说到这里,他有片刻微妙的停顿,才继续道:“这次过去,也可能直接从基地出发前往前线,就……暂时不回来了。”
陆烬看着时栖,原本想问一句分开的话会不会想他,不等开口,就听到时栖问道:“这次暴乱很严重?”
很显然,虽然消息来得突然,以时栖的脑子,也已经迅速捕捉到了当中的关键。
陆烬对时栖只抓重点的作风有些无奈:“有时候,真希望你别这么理智。”
涉及军务机密,他只挑了能说的部分:“这次反叛军动作突然,目前前线战况吃紧,不止我们第一军团,其他军团应该也已经收到调令在进行集结。”
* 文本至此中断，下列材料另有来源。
PR #346, opened 2021-04-26
Fix docstring whitespaces

berland:
Fixed and enforced by black 21.4b0


eivindsm (approved):
Looks good; simplest RP review ever!

PR #328, opened 2021-03-04
Adding ri_wellmod - ResInsight well modelling wrapper

vkip:

PR #350, opened 2021-04-28
Adding ri_wellmod - ResInsight well modelling wrapper

berland:
Adding drogon well trajectories

Adding UNRST (currently needed for LGR test)

Renaming to *_NOSIM and adding sim version

Adding LGR NOSIM case

Saving LGR test cases and tests

Added ERT job

Added RI_WELLMOD to expected job list in test_hook_implementations

Added ERT integration test

Adding check for ResInsight also in ERT integration test

Adding Reek tests

Reek LGR test only for on-site system

rename RUNPATH, pick up lower-cased-resinsight-binary


berland:
Supersedes #328

berland:
The argparser defines a mixture of short and long options. Can the hybrid option  names "-msw", "-lo", "-tmp" be dropped without breaking existing stuff?

The option "-tmp" is ambigous as it could also be equivalent to "-t -m -p", therefore one should stick to one-letter short options with one dash, and multi-letter long options with double dash.

vkip:
> b

Yes, suggest to have --msw as the long option name, this requires minor changes, for the rest the short options may simply be removed. On it now..

tests/test_ri_wellmod.py
```diff
@@ -257,3 +258,39 @@ def test_main_lgr_reek(tmpdir, mocker):
     ri_wellmod.main()
 
     assert Path(outfile).exists() and file_contains(outfile, "OP_1")
+
+
+# Test development version
+@pytest.mark.skipif(drogon_runpath() is None, reason="Could not find Drogon data")
```
berland, line 264: add
`@pytest.mark.skipif(not Path(RI_DEV).exists(), reason="No dev-version of ResInsight available")`

src/subscript/ri_wellmod/ri_wellmod.py
```diff
@@ -513,7 +521,32 @@ def main():
         logger.debug("Command line parameters are: %s", command_line_parameters)
 
     # Launch ResInsight
-    resinsight = launch_resinsight(console_mode, command_line_parameters)
+    if resinsightdev:  # Use development version
```
berland, line 524: Move to dedicated python function? 

`main()` is already too long..

tests/test_ri_wellmod.py
vkip: Good point, done.

eivindsm (approved):
Looks really good, no objections to this PR

PR #352, opened 2021-04-28
[fmuobs] Add naive support for GENERAL_OBSERVATIONs in yaml

berland:
Implements the most obvious/naive way of converting ert observations to the yaml format, meaning that

```
GENERAL_OBSERVATION GEN_OBS1{
   DATA     = SOME_FIELD;
   RESTART  = 20;
   OBS_FILE = some_file.txt;
};

GENERAL_OBSERVATION GEN_OBS2{
   DATA       = SOME_FIELD;
   INDEX_LIST = 0,3,9;
   RESTART    = 20;
   OBS_FILE   = some_file.txt;
};
```
is translated (in both directions) to:

```
general:
 - label: GEN_OBS1
   data: SOME_FIELD
   restart: 20.0
   obs_file: some_file.txt
 - label: GEN_OBS2
   data: SOME_FIELD
   index_list: "0,3,9"
   restart: 20.0
   obs_file: some_file.txt

```

### DIFF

他说话间已披上外套,转身出发之前看了时栖一眼,终究还是将刚才没有问的话说出了口:“这次一去,不知多久才能回来。
时栖,你会不会想我?”
时栖没有直接回答。
他记得,陆烬上一次重伤昏迷,就是在跟反叛军交锋的激战之中。
眼下再度对阵,对第一军团全军上下来说,或许也算是了断新仇旧恨的一战。
不危险,那是不可能的。
但身为帝国军人,这原本就是陆烬的职责。
时栖走到陆烬身前,伸手轻轻将军装的衣领褶皱抚平,而后抬眸望进他眼里。
他的声音依旧很平稳:“会不会想,我不知道。
但是现在,如果需要的话,我可以给你一个祝福之吻。”
陆烬没有等到言语上的直接回应,视线就这样深深地笼着时栖。
短短的几秒钟仿佛过了一个世纪般的漫长,随后他低下头,轻柔而深沉地吻了下去。
吻罢,他用悄然蔓延的精神力触手轻轻拥了拥时栖:“等我回来。”
等他回来。
不是从第一军团回来,而是从战场前线回来。
这次的暴乱发生得突然,各个军团都在警报响起后的第一时间完成了集结。
第一军团处,陆烬在紧急军事会议结束后直接整队,从军用航空港出发,直奔边缘星系前线。
整个过程迅疾匆忙,几乎来不及跟时栖多做交代。
也正因如此,让时栖第一次如此清晰地体会到了身为军人伴侣的感受。
战报传来时,耳鬓厮磨的温存,精神图景交织的共鸣,一切的私人情绪都必须让位于更宏大的责任。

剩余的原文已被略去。